### SOURCE DATA

Issue #409, opened 2016-07-14
Volumetric fog: rescale the fog density function to match the original one


yvt:

HuskyGFX:
I am curious: Ace Of Spades was never open-source so how do you find out details like this? Just hacking the original client somehow?

10se1ucgo:
mat^2 reverse engineered the 0.60 protocol a few years ago and created pyspades, the open source Ace of Spades server implementation. That's basically the only source for documentation for the protocol.

noway421:
In one of the antihack scripts (written by Mat IIRC) there was fog distance (range of visibility) which was apparently found by an experiment. That still doesn't tell the the visibility relationship to distance, but it might be just linear given the simplicity of voxlap renderer.

noway421:
>https://github.com/matpow2/pyspades-userscripts/blob/master/aimbot2.py#L86

if not linear then it is most probably quadratic

yvt:
Volumetric Fog Level 2 introduced by #941 resolves this issue. The old implementation will be dropped at some point.

PR #941, opened 2021-01-29
Volumetric Fog Level 2

yvt:
This PR adds a new volumetric fog implementation, which can be selected by `r_fogShadow 2`.

- The new implementation calculates the fog density in the same way as the original client does (#409).
- The influence factors of shadow casters are weighted according to their distances to the camera. Shadows don't "pop up" like they do in the Level 1 implementation.
- It's significantly more demanding compared to the Level 1 implementation but not as much as current-gen games.
- It supports global illumination. (The non-GI path is unimplemented, so it'll fall back to Level 1 if GI is disabled.)
- Being implemented by naive ray marching, its code is much simpler compared to the Level 1 one.

# Screenshots

shot0175

shot0189

shot0193


yvt:
# Screenshots

Demonstrating soft shadowing and a more physically-correct ambient term:

shot0254
shot0256


<details>
<summary>Level 1 (for comparison)</summary>

shot0255
shot0257


</details>

yvt:
shot0311
shot0290

Jipok:
My image is very uncomfortable - everything is too gray. Is this a normal rendering?
<details>
  <summary>Settings</summary>

image

</details>
<details>
  <summary>Level 1</summary>

image

</details>
<details>
  <summary>Level 2</summary>

image

</details>

yvt:
It's rendered as intended. The current implementation intensifies the effect in a close range. This was implemented in commit f6912b7a1da2fb68c6b7edb1565133f8fbb04c10 to accentuate the light shaft effect and justify the extreme processing cost incurred by the effect. Try reverting this commit and tell me what you think.

Jipok:
<details>
  <summary>Commit ga517f5ae</summary>

image
image
image

</details>
Lots of strange artifacts such as random glow or loss of clarity or black dots. Also, the fog (sky) should not be black.

But in some places the visibility is much better than on the latest version.

yvt:
I think you have reverted more than just commit f6912b7a1da2fb68c6b7edb1565133f8fbb04c10.

yvt:
Reverted the close-range fog density correction in commit 70443fe. I've been playing with both versions for a while and, turns out, don't like it.

Jipok:
Before commit:
image
After commit:
image
Got better. Less gray.

Jipok:
For myself, I prefer to play without global illumination. Best Visibility: 
image

Jipok:
I may have chosen the wrong place to complain. But I just can't figure out why these options make everything gray at all.

yvt:
Global illumination changes the luminance of shadows, which inevitably affects the outcome of auto-exposure and all post-effects that follow. With so many rendering steps involved, it's hard to say how exactly this affects the final rendered image.

yvt:
shot0526

shot0538

shot0534

PR #945, opened 2021-03-07
Fix crash due to shader program linking error

### LINKED ISSUE #944: OpenSpades does not even want to launch
Ok so, i get this when i try to launch `Vertex info
-----------
0(42) : error C3002: call to undefined function "void PrepareForRadiosityForMap_Map(vec3, vec3, vec3);"

at /home/maksymilian/openspades/Sources/Draw/GLProgram.cpp:67
void spades::draw::GLProgram::Link() at GLProgram.cpp:51
spades::draw::GLProgram* spades::draw::GLProgramManager::CreateProgram(const string&) at GLProgramManager.cpp:85
spades::draw::GLProgram* spades::draw::GLProgramManager::RegisterProgram(const string&) at GLProgramManager.cpp:57
void spades::gui::MainScreen::DoInit() at MainScreen.cpp:299
virtual void spades::gui::MainScreen::RunFrame(float) at MainScreen.cpp:232
virtual void spades::gui::ConsoleScreen::RunFrame(float) at ConsoleScreen.cpp:182
void spades::gui::SDLRunner::Run(int, int) at SDLRunner.cpp:427
void spades::gui::Runner::Run() at Runner.cpp:70
void spades::gui::Runner::RunProtected() at Runner.cpp:42
int main(int, char**) at Main.cpp:317
`

hourai-dev:
When built from master, Openspades would crash at startup with the
following error:
```
Error while linking a program: 'Shaders/BasicBlock.program'

error: unresolved reference to function 'PrepareForRadiosityForMap_Map'
```
The culprit was said function's definition in `MapRadiosityNull.vs`
which was missing a parameter. Fixes #944

### DIFF
--- a/Resources/Shaders/Shadow/MapRadiosityNull.vs
+++ b/Resources/Shaders/Shadow/MapRadiosityNull.vs
@@ -24,7 +24,7 @@ void PrepareForRadiosity_Map(vec3 vertexCoord, vec3 normal) {
 	hemisphereLighting = 1. - normal.z * .2;
 }
 
-void PrepareForRadiosityForMap_Map(vec3 vertexCoord, vec3 normal) {
+void PrepareForRadiosityForMap_Map(vec3 vertexCoord, vec3 centerCoord, vec3 normal) {
 	hemisphereLighting = 1. - normal.z * .2;
 }
 


yvt:
Thanks!

PR #414, opened 2017-03-29
Remove file hint

### LINKED ISSUE #286: if you upload a new version of a file the help text still says "A PDF is preferred."

jrochkind:
Formerly "A PDF is preferred"

Closes #286

I was not able to actually find where the upload a new version is in
the UX, although I know I found it last week! So have not confirmed, but
pretty sure this will remove the prompt.

### DIFF
--- a/config/locales/en.yml
+++ b/config/locales/en.yml
@@ -28,6 +28,8 @@ en:
         date_of_work: "Date"
         description: "Description"
     hints:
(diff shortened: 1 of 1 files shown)


hackmastera:
You have to go to a file (as opposed to a work), click edit, and then go to the 'versions' tab. Anyway, this works; merging!

PR #415, opened 2017-03-29
Solve "Single and Batch Work upload forms too similar in Sufia 7" closes #261

### LINKED ISSUE #261: Single and Batch Work upload forms too similar in Sufia 7
From Slack: "that said, the difference between the two forms is really similar, the only way to tell is the tabs are switched so at some point renaming the heading of the forms (both say "add new work" currently) might be helpful"

Maybe renaming the headline would be a simple solution?

jrochkind:
1) Different title for single vs batch work upload form. Not sure if there's a better way to organize the i18n keys, this seemed clever to me, or might be too confusing.

2) put batch upload files instructions in alert style to further differentiate batch from single work upload

### DIFF
--- a/app/assets/stylesheets/local/upload_works.scss
+++ b/app/assets/stylesheets/local/upload_works.scss
@@ -1,0 +1,3 @@
+.new_batch_upload_item .instructions {
+  @extend .alert, .alert-info;
+}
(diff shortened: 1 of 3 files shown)


hackmastera:
looks good to me; took a screenshot so @catlu can approve. If she likes I'm +1 to merge.

screen shot 2017-04-03 at 1 20 56 pm

catlu:
I like!

PR #422, opened 2017-04-03
Add configuration for working_path

hackmastera:
This location used as a holding area for files pulled from fedora for
derivatives generation. Generally not needed during ingest, since the
files are taken from their upload location (managed by CarrierWave).

Sufia made an effort at one point to make sure all CC config values were
managed by Sufia's config, as well, but this one must have slipped
through the cracks. Hence it's in a new CC initializer.

### DIFF
--- a/config/initializers/curation_concerns.rb
+++ b/config/initializers/curation_concerns.rb
@@ -1,0 +1,6 @@
+CurationConcerns.configure do |config|
+  # Location on local file system where uploaded files will be staged
+  # prior to being ingested into the repository or having derivatives generated.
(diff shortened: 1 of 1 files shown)


jrochkind:
Cool. medium-longterm we could create our _own_ variables (global if needed) and then reference them in these various initializers, if we want to ensure all the various temp directories 'match' or are in the same parent directory and DRY the config. But not neccesary to merge this, I'm merging!

hackmastera:
Let's revisit that idea once we're on hyrax, since things will be somewhat simpler then.

PR #446, opened 2017-04-10
Staff-only fields on show, closes #367

### LINKED ISSUE #367: Public/private fields
These fields don't need to be available to public:

- [x] Identifier
- [x] File creator
- [x] Admin note

jrochkind:
Note additional of global staff_user? helper method, recommend using this
instead of checking current_user.present? to express semantics better, and
allow easier changes in future.


jrochkind:
There oughta be a better way to mock helper methods for a view spec, but I couldn't make it work, so did it a hacky hacky way. shrug.

hackmastera:
Looks great! Merge conflicts, probably from your other pr.

app/views/curation_concerns/base/_attribute_rows.html.erb
```diff
@@ -1,3 +1,17 @@
+<<<<<<< HEAD
```
hackmastera: mergey merge

PR #456, opened 2017-04-11
Restrict certain search fields to be admin-only

### LINKED ISSUE #425: Admin notes should not be searchable to guest users
Only logged in users should be able to search this field.

I'm not sure how to accomplish this; this is initially an issue to discuss feasibility.

jrochkind:
Adding it to both places we add SearchBuilder configuration, cause
who knows what sufia/hyrax uses where, and it may change.

Closes #425

### DIFF
--- a/app/models/search_builder.rb
+++ b/app/models/search_builder.rb
@@ -12,4 +12,5 @@ class SearchBuilder < Blacklight::SearchBuilder
 
   include Hydra::AccessControlsEnforcement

### PROBLEM DETAILS
Gather, from the listing above, every line carrying the word "string".

### EXERCISE OUTPUT
spades::draw::GLProgram* spades::draw::GLProgramManager::CreateProgram(const string&) at GLProgramManager.cpp:85
spades::draw::GLProgram* spades::draw::GLProgramManager::RegisterProgram(const string&) at GLProgramManager.cpp:57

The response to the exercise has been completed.